The embodiments are described in a progressive manner in the specification, each embodiment focuses on differences from other embodiments, and the same and similar parts among the embodiments are referred to each other. It should be noted that, for those skilled in the art, it is possible to make various improvements and modifications to the present invention without departing from the principle of the present invention, and those improvements and modifications also fall within the scope of the claims of the present invention.

It is further noted that, in the present specification, relational terms such as first and second, and the like are used solely to distinguish one entity or action from another entity or action without necessarily requiring or implying any actual such relationship or order between such entities or actions. Also, the terms "comprises," "comprising," or any other variation thereof, are intended to cover a non-exclusive inclusion, such that a process, method, article, or apparatus that comprises a list of elements does not include only those elements but may include other elements not expressly listed or inherent to such process, method, article, or apparatus. Without further limitation, an element defined by the phrase "comprising an … …" does not exclude the presence of other identical elements in a process, method, article, or apparatus that comprises the element.

Claims

1. A kind ofThe high-transmittance low-reflection steel three-silver low-radiation glass is characterized by comprising a glass substrate and a composite film layer plated on the glass substrate, wherein the composite film layer consists of a first dielectric layer, a first AZO layer, a first functional layer, a second AZO layer, a second dielectric layer, a third AZO layer, a second functional layer, a fourth AZO layer, a third dielectric layer, a fifth AZO layer, a third functional layer, a sixth AZO layer, a fourth dielectric layer and an outermost protective layer which are sequentially arranged on the glass substrate, and the first dielectric layer and the fourth dielectric layer are SiN_xThe second dielectric layer and the third dielectric layer are ZnO_xAnd the first functional layer, the second functional layer and the third functional layer are Ag layers.

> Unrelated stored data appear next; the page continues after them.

PR #2792, opened 2025-12-03
Deduplicate outgoing

Suficio:
As before I am hoping to make progress towards a proposal for in-place encryption and this PR arose as an opportunity to simplify things along the way.

`CommonState::write_plaintext` and `CommonState::send_appdata_encrypt` largely share the same internal logic but duplicate most of their implementations, this PR re-organizes the internals such that they may be shared generically.

### DIFF
--- a/rustls/src/common_state.rs
+++ b/rustls/src/common_state.rs
@@ -382,12 +382,11 @@ impl CommonState {
         {
             PreEncryptAction::Nothing => {}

2. The high-transmittance low-reflection three-silver low-emissivity glass according to claim 1, wherein the outermost protective layer is a SiC layer.

3. The high-transmittance low-reflection three-silver low-emissivity glass according to claim 2, wherein the thickness of the SiC layer is 5-8 nm.

4. The high-transmittance low-reflection three-silver low-emissivity glass according to claim 1, wherein the thickness of the first dielectric layer is 20-30 nm, and the thickness of the fourth dielectric layer is 20-45 nm.

5. The high-transmittance low-reflection three-silver low-emissivity glass according to claim 1, wherein the thickness of the second dielectric layer is 57-67 nm, and the thickness of the third dielectric layer is 65-75 nm.

6. The high-transmittance low-reflection three-silver low-emissivity glass according to claim 1, wherein the thickness of the first functional layer is 5-9 nm, the thickness of the second functional layer is 8-13 nm, and the thickness of the third functional layer is 10-15 nm.

7. The high-transmittance low-reflectivity steel-type three-silver low-emissivity glass according to claim 1, wherein the thicknesses of the first AZO layer, the second AZO layer, the third AZO layer, the fourth AZO layer, the fifth AZO layer and the sixth AZO layer are all 1-5 nm.

8. The high-transmittance low-reflectivity three-silver low-emissivity glass according to claim 1, wherein the refractive index of each of the first dielectric layer and the fourth dielectric layer is in a range of 1.74-1.98.

9. The high-transmittance low-reflectivity steel-type tri-silver low-emissivity glass according to claim 1, wherein the refractive index of the second dielectric layer and the refractive index of the third dielectric layer are both in the range of 1.9-2.